Let's read and respond to the research that is there–seriously, there's a lot out there that gets read only by other researchers, not classroom practitioners. Once we've read and discussed what's out there, let's get more invested in the research ourselves, conducting teacher action-research, forming Critical Friends Networks and Professional Learning Communities, and sharing what we find with each other and inviting its critique.
We are imperfect, and our field is imperfect. We'll shake apart, though, if we can't accept the ambiguities and messy evolutions that form our enterprise, or if we lose interest in keeping up with an ever-changing profession.

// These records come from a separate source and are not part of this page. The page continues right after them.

PR #35, opened 2021-04-05
Refactored ParameterProcessors to use Rule Based Processing

MerlinofMines:
This commit significantly reduces expensive boilerplate code for ParameterProcessors by moving almost all processors to use a RuleProcessor and delegates.  This has
dramatically reduced the file and character size of ParameterProcessors.

I also added some missing tests for Iteration and Control command parameter processing.

I also removed some now unneeded constructors for some command types.

I also removed "Resume" as a specific control type and changed "Start" to act like Resume, as it had no purpose previously (was the same as Restart which didn't
quite make sense anyway).

Lastly, I changed the ParameterProcessor ranking to be set specifically be the list ordering instead of being inferred by type, as this was a problem for multiple
rule based processors that need to process the same type but maintain priority ordering for correctness.

### DIFF
--- a/EasyCommands/CommandParsers/ParameterProcessors.cs
+++ b/EasyCommands/CommandParsers/ParameterProcessors.cs
@@ -24,59 +24,262 @@ namespace IngameScript {
 
             private static List<ParameterProcessor> parameterProcessors = new List<ParameterProcessor>
             {
-                  new ParenthesisProcessor(),
-                  new FunctionProcessor(),
-                  new AssignmentProcessor(),
-                  new RunArgumentProcessor(),
-                  new SelfSelectorProcessor(),
-                  new SelectorProcessor(),
-                  new VariableSelectorProcessor(),
-                  new PrimitiveProcessor(),
-                  new RedundantComparisonProcessor(),
-                  new UniOperationProcessor(),
-                  new MultiplyProcessor(),
-                  new AddProcessor(),
-                  new AndProcessor(),
-                  new OrProcessor(),
-                  new NotProcessor(),
-                  new VariableComparisonProcessor(),
-                  new BlockComparisonProcessor(),
-                  new IndexProcessor(),
-                  new ConditionalSelectorProcessor(),
-                  new IndexSelectorProcessor(),
-                  new PropertyAggregationProcessor(),
-                  new AggregationProcessor(),
-                  new IteratorProcessor(),
-                  new IfProcessor(),
-                  new IterationProcessor(),
-                  new ActionProcessor(),
-                  new PrintCommandProcessor(),
-                  new WaitProcessor(),
-                  new FunctionCallCommandProcessor(),
-                  new VariableAssignmentProcesor(),
-                  new SendCommandProcessor(),
-                  new ListenCommandProcessor(),
-                  new ControlProcessor(),
-                  new IterationProcessor(),
-                  new ConditionalCommandProcessor(),
-                  new QueueCommandProcessor()
+                new ParenthesisProcessor(),
+
+                //FunctionProcessor
+                OneValueRule<FunctionCommandParameter,StringCommandParameter>(
+                    requiredRight<StringCommandParameter>(),
+                    (p,name) => {
+                        FunctionDefinition definition;
+                        if(!FUNCTIONS.TryGetValue(name.GetValue().Value, out definition)) throw new Exception("Unknown function: " + name.GetValue().Value);
+                        return new FunctionDefinitionCommandParameter(p.Value, definition);
+                    }),
+
+                //AssignmentProcessor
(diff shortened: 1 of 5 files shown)


MerlinofMines:
I'm deploying the script with full minimization enabled to see if/how this reduced the final script file size.  I'll update once I have the results

MerlinofMines:
Official minified characters is now just under 75000, at 74991!  

Not the 10,000 I was originally hoping to save, but I'll take it! :)

EasyCommands/CommandParsers/ParameterProcessors.cs
```diff
@@ -116,1146 +319,307 @@ public static class ParameterProcessorRegistry {
...
-                variable = null;
+        public abstract class ParameterProcessor<T> : ParameterProcessor where T : class, CommandParameter {
+            int rank;
+            public virtual List<Type> GetProcessedTypes() { return new List<Type>() { typeof(T) }; }
+            public virtual int GetRank() => rank;
+            public virtual void SetRank(int r) => rank = r;
+            public bool CanProcess(CommandParameter p) {
+                return p is T;
             }
+            public abstract bool Process(List<CommandParameter> p, int i, out List<CommandParameter> finalParameters);
```
pandincus, line 475: With rank living in `ParameterProcessor`, you could implement `IComparable<ParameterProcessor>` and have:

```c#
public int CompareTo(ParameterProcessor other)
{
    return Rank.compareTo(other.Rank);
}
```

Then, you can delete your custom insertion logic up above and just do `parameterProcessors.sort()` to keep it sorted. (The `sort` method, by default, looks to see if the objects in the list implement `IComparable` or `IComparer`, and if so, uses its given comparison method to perform the sorting)

EasyCommands/CommandParsers/ParameterProcessors.cs
```diff
@@ -116,1146 +319,307 @@ public static class ParameterProcessorRegistry {
...
             }
 
             static void InsertProcessor(ParameterProcessor processor, List<ParameterProcessor> parameterProcessors) {
-                int priority = priorityByParameterProcessor[processor.GetType()];
+                int priority = processor.GetRank();
                 int i = 0;
-                while (i < parameterProcessors.Count() && priorityByParameterProcessor[parameterProcessors[i].GetType()] < priority) i++;
+                while (i < parameterProcessors.Count() && parameterProcessors[i].GetRank() < priority) i++;
                 parameterProcessors.Insert(i, processor);
             }
```
pandincus, line 332: Related to my other comment on taking advantage of rank living in `ParameterProcessor` and `IComparable`, I think you can get rid of this method and just add the appropriate processor to your list in `AddProcessors`. Then, at the end of your addition/searching logic, call `sort()` on it and it should be good to go. Should save a few more lines! (And should be a bit more efficient since you're not having to iterate over the list inside every iteration of `AddProcessors`).

EasyCommands/CommandParsers/ParameterProcessors.cs
```diff
@@ -116,1146 +319,307 @@ public static class ParameterProcessorRegistry {
...
-                return new CommandReferenceParameter(new PrintCommand(variable));
-            }
-
-            public override void Initialize() {
-                variable = null;
+        public abstract class ParameterProcessor<T> : ParameterProcessor where T : class, CommandParameter {
+            int rank;
+            public virtual List<Type> GetProcessedTypes() { return new List<Type>() { typeof(T) }; }
+            public virtual int GetRank() => rank;
+            public virtual void SetRank(int r) => rank = r;
```
pandincus, line 471: Pretty sure `Rank` can be a property. `public virtual int Rank { get; set; }`

pandincus (approved):

EasyCommands/CommandParsers/ParameterProcessors.cs
MerlinofMines: Great call out, I've made ParameterProcessor implement IComparable.

I'm struggling on how to add attributes to the ParameterProcessor interface.  Making the interface an abstract class adds more characters (need to specify "public", "abstract", "override" keywords which can't be minified)  

Maybe you've got some ideas on how to simplify?

For now I condensed as much as I could but get & set methods are still present on the interface. :(

EasyCommands/CommandParsers/ParameterProcessors.cs
MerlinofMines: yep, i cleaned this up

EasyCommands/CommandParsers/ParameterProcessors.cs
MerlinofMines: can't use virtual on the interface, but i was able to condense it down pretty far! :) Basically have to copy the definition (plus public) in the abstract class

PR #40, opened 2021-04-05
Fixed Explicit Strings not working for Assignment and Function Calls

### LINKED ISSUE #27: Bug: Cannot assign variable to explicit string
assign 'myLocation' to avg "Fighter Cockpit" location

fails to parse.

however,

assign "myLocation" to avg "Fighter Cockpit" location

works

Need to fix and add a parameter processing test to verify

MerlinofMines:
This fix, built on top of pull #35 , fixes an outstanding bug where you can't assign variables or call functions using an explicit string.

Specifically, this commit fixes #27
This commit also moves all the processor tests to the correct namespace and moves the variable assignment tests into SimpleVariableParamterProcessorTests

### DIFF
--- a/EasyCommands.Tests/ParameterParsingTests/AggregateBlockPropertyProcessorTests.cs
+++ b/EasyCommands.Tests/ParameterParsingTests/AggregateBlockPropertyProcessorTests.cs
@@ -2,7 +2,7 @@
 using System;
 using static IngameScript.Program;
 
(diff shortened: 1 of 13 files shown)


MerlinofMines:
This is a re-submitted pull request from #36, will close the other one.  Merging since I have approval from previous and no changes have been made

Issue #12, opened 2021-03-22
Global "All" selector


MerlinofMines:
It'd be great to have some sort of "All" Selector so that you could get or set properties for all blocks of the given type.  This would be nice for turning off all the lights when you have multiple light groups, for example.

"all" is currently an aggregation mode.  we *could* try to have an aggregationMode=(any/all)  Selector => "All Selector" processor invoked after we have tried conditional block parsing?

MerlinofMines:
Working on this.

Little snag.  "all" is already taken by AggregationMode.

So, I can parse AggregationMode followed by BlockType as Selector.  Or need to think of a better word for this?

MerlinofMines:
Should be easier to add a new rule for this with the new rule processors

PR #43, opened 2021-04-08
Added "all" and implicit selector support

MerlinofMines:
This change allows you to perform an action on all blocks of a given type without defining a group.

The new selectors can be used in block commands to perform actions, or in aggregate block conditions to check for block state.

You can also use this to get aggregate block properties.

This commit implements #12

### DIFF
--- a/EasyCommands/BlockHandlers/BlockHandlers.cs
+++ b/EasyCommands/BlockHandlers/BlockHandlers.cs
@@ -50,9 +50,15 @@ namespace IngameScript {
                 if (!blockHandlers.ContainsKey(blockType)) throw new Exception("Unsupported Block Type: " + blockType);
                 return blockHandlers[blockType];
             }
+
+            public static List<Object> GetAllBlocks(BlockType blockType) {
+                return blockHandlers[blockType].GetAllBlocks();
+            }
+
             public static List<Object> GetBlocks(BlockType blockType, String customName) {
                 return blockHandlers[blockType].GetBlocks(customName);
             }
+
             public static List<Object> GetBlocksInGroup(BlockType blockType, String groupName) {
                 return blockHandlers[blockType].GetBlocksInGroup(groupName);
             }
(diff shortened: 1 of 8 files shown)


EasyCommands/BlockHandlers/BlockHandlers.cs
```diff
@@ -238,6 +245,12 @@ public abstract class TerminalBlockHandler<T> : BlockHandler<T> where T : class,
...
 
+            public override List<T> GetAllBlocksOfType() {
+                List<T> blocks = new List<T>();
+                PROGRAM.GridTerminalSystem.GetBlocksOfType<T>(blocks);
+                return blocks;
+            }
+
             public override List<T> GetBlocksOfType(String name) {
                 List<T> blocks = new List<T>();
                 PROGRAM.GridTerminalSystem.GetBlocksOfType<T>(blocks, block => block.CustomName.Equals(name));
```
pandincus, line 256: These two methods are identical with the exception of the predicate passed to `PROGRAM.GridTerminalSystem.GetBlocksOfType<T>(...)`. How about we have the new method call the old one with a null name, and the old method interprets null name in order to not pass a condition? Or, simply pass a condition that returns true to save characters.

```c#
PROGRAM.GridTerminalSystem.GetBlocksOfType<T>(blocks,
    block => name != null
        ? block.CustomName.Equals(name)
        : true);
```

EasyCommands/BlockHandlers/TextSurfaceHandlers.cs
```diff
@@ -30,6 +30,15 @@ public class TextSurfaceHandler : BlockHandler<IMyTextSurface> {
...
+                PROGRAM.GridTerminalSystem.GetBlocksOfType(blocks);
+
+                List<IMyTextSurface> surfaces = new List<IMyTextSurface>();
+                blocks.ForEach((b) => Add(b, surfaces));
+                return surfaces;
+            }
+
             public override List<IMyTextSurface> GetBlocksOfType(String name) {
                 List<IMyTerminalBlock> blocks = new List<IMyTerminalBlock>();
                 PROGRAM.GridTerminalSystem.GetBlocksOfType(blocks, block => block.CustomName.Equals(name));
```
pandincus, line 44: Similar comment as in `TerminalBlockHandler` re: similar functions.

pandincus (approved):
Only one actionable comment, but can be looked at after shipping as well.

EasyCommands/BlockHandlers/BlockHandlers.cs
MerlinofMines: Thanks for keeping me honest!  I agree I tried and gave up too early, will address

Too much is at stake to remain aloof or instructionally impotent. It's unsettling to not have a clear view of the path ahead, but that's an enticing challenge—to boldly go. The successful among us see the merits of informed discussion and the limits of argument from myth. Though we might lack the tools to get it right every time, we are attentive to others' research while contributing research of our own. We make the most conscientious decision we can, given our growing expertise and the context of any given moment. For most of us, that'll do.
I continue to find myself coming back to the learning I gained from our Challenge Success training and the insight from Denise Pope, Madeline Levine, and Marc Brackett. Wormeli’s post and the emphasis on shared adult learning connects directly with Brackett’s insight and his ‘# 1s’:
- The # 1 predictor of engagement is relevance
- The # 1 priority is adult development (‘adult development over child development’) - ‘we can’t ask people to do things we don’t do ourselves’
- The # 1 challenge we face is getting adults to see it as their inherent responsibility to do their own professional development
Circling back to some thoughts I shared last week (Fostering Strengths) from Madeline Levine help to provide some context for our need to ‘try things out’ and look forward, even when things are uncertain and unclear...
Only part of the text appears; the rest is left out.